PR #12024, opened 2022-07-06
Basic IME support

### LINKED ISSUE #11636: [beforeinput] Handle changes triggered by direct modification of DOM
Part of #11438.

Although `beforeinput` makes mutation-based typing obsolete, some external applications (spell checkers, etc.) may still want to modify the editing root via native DOM API. We may need a basic mutation observer logic to be able to respond to these changes.

However, any other changes applied directly to the DOM, without being applied to the editing view first must be reverted (that's the current behavior on `master`). In other words, this mechanism must ensure that any changes applied to the DOM, that were not also applied to the editing view, must be reverted.

A separate question is whether we should keep the current `mutations` event.

Relevant pieces of code that ensures that changes applied to DOM are then checked by the rendered and reverted if needed:

*   https://github.com/ckeditor/ckeditor5/blob/f1ab675836473ca1e29cc3e3409fb433808e0d13/packages/ckeditor5-engine/src/view/observer/mutationobserver.js#L201-L224
*   https://github.com/ckeditor/ckeditor5/blob/f1ab675836473ca1e29cc3e3409fb433808e0d13/packages/ckeditor5-engine/src/view/observer/mutationobserver.js#L253-L254

### LINKED ISSUE #11736: [beforeinput] Turn the PoC of IME handling into a complete, production-ready implementation
Next step in the #11438 drama.

During #11626 we PoCed an approach to composition handling in which we block rendering during the composition. This approach gave really nice results (was tasted by multiple native CJK users) and we'd like to turn that PoC into a production-ready code.

The unfortunate followup of this work is #12058. Unfortunately, Android requires a completely different approach due to its "unorthodox" integration with onscreen keyboards.

niegowski:

Since this PR is just a part of a bigger epic those changes here are listed here only as a draft. Closes #11636. Closes #11736.

Other (engine): The `Renderer` and the `SelectionObserver` are blocked while `view.Document#isComposing` flag is set to `true`. See #11626. 

Other (typing): In order to handle the results of a composition "session", `InsertTextObserver` will fire the `insertText` event upon `compositionend`. Additionally, the `Input` plugin calls `Model#deleteContent()` on `compositionstart` to clean up the selected fragment (including widgets). See #11626.

Other (widget): The `WidgetTypeAround` fake caret handling is integrated with the `compositionstart` event. See #11626.

Other (engine): The `MutationObserver` is reintroduced but with a different role than the previous one. The new implementation is responsible to detect any changes in the editing DOM tree and marking those to revert by the `Renderer` (including attribute changes). See #11626.

---

### Additional information

This PR is a result of the research on the IME:

[https://github.com/ckeditor/ckeditor5/issues/11626#issuecomment-1121226440](https://github.com/ckeditor/ckeditor5/issues/11626#issuecomment-1121226440)

Changes included in this PR:

*   Added typing logs, hidden behind the `-d typing` CLI flag and the `window.logCKETyping` runtime flag (both must be enabled at the same time to see typing logs). There is a new manual test that toggles that runtime flag: http://fake.ckeditor.com:8125/ckeditor5-typing/tests/manual/beforeinput.html
*   The `Renderer` is blocked while `view.document.isComposing`
    *   This is to avoid any DOM changes while the user is composing since composition is very fragile and could easily break if DOM changes.
*   The `SelectionObserver` is blocked while `view.document.isComposing`
    *   This is needed since the `Renderer` is blocked while composing so the model and the view could get desynchronized with the DOM. 
*   The `InsertTextObserver` is extended (from the before-input branch) to fire `insertText` event on `compositionend` event
*   The `Input` plugin is listening to `compositionstart` before the `Renderer` is blocked to trigger `model.deleteContent()` before the composition start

▶ [Directions for this task]:
Where a line of the data contains "https", copy that line.

▶ [Task answer]:
*   https://github.com/ckeditor/ckeditor5/blob/f1ab675836473ca1e29cc3e3409fb433808e0d13/packages/ckeditor5-engine/src/view/observer/mutationobserver.js#L201-L224
*   https://github.com/ckeditor/ckeditor5/blob/f1ab675836473ca1e29cc3e3409fb433808e0d13/packages/ckeditor5-engine/src/view/observer/mutationobserver.js#L253-L254
[https://github.com/ckeditor/ckeditor5/issues/11626#issuecomment-1121226440](https://github.com/ckeditor/ckeditor5/issues/11626#issuecomment-1121226440)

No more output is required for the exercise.